━━━━━ DATA TO EXAMINE
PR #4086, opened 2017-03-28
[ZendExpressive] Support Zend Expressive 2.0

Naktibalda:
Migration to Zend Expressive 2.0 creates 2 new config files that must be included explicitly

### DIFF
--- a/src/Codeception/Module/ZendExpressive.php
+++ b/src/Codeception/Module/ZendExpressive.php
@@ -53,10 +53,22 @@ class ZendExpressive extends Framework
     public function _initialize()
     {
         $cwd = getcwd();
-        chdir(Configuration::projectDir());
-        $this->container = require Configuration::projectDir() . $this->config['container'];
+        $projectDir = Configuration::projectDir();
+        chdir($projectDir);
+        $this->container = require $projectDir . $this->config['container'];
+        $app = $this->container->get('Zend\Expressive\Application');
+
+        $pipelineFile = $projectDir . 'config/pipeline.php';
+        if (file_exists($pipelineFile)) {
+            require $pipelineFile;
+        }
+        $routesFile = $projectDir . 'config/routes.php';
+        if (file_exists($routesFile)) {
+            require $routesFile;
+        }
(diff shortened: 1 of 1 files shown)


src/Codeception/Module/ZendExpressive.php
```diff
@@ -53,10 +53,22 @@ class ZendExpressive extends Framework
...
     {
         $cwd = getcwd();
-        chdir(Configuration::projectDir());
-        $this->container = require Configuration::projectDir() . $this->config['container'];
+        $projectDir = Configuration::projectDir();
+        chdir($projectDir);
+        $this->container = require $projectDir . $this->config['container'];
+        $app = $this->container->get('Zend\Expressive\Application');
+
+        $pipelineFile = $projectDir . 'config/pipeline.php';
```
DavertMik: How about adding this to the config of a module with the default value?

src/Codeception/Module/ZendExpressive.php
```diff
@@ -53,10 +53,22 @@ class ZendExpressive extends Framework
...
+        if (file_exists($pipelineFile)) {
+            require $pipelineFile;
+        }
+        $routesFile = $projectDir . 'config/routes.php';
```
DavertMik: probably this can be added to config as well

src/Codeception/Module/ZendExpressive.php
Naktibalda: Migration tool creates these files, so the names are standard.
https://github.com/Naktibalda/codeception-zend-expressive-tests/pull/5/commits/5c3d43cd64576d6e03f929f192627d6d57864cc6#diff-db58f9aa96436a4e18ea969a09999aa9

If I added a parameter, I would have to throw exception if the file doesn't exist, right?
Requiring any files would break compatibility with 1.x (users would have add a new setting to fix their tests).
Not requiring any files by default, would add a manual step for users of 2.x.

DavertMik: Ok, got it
━━━━━━━━━━
━━━━━ DATA TO EXAMINE
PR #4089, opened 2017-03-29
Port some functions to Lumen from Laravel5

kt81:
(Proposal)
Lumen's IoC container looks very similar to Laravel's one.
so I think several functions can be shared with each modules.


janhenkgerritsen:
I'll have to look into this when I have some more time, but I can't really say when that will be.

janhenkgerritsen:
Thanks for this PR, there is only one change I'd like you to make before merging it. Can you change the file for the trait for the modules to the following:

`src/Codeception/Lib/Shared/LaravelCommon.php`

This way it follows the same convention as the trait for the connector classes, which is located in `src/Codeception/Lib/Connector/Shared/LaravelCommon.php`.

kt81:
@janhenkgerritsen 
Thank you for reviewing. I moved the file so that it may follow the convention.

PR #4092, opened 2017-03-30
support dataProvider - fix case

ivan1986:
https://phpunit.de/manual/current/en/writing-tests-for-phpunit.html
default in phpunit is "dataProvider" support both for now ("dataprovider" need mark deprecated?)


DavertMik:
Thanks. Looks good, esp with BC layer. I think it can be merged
━━━━━━━━━━
**INSTRUCTIONS TO FOLLOW**. Show each line in the entries that holds the string "some".

**RESULT OF THE EXERCISE**.
Port some functions to Lumen from Laravel5
I'll have to look into this when I have some more time, but I can't really say when that will be.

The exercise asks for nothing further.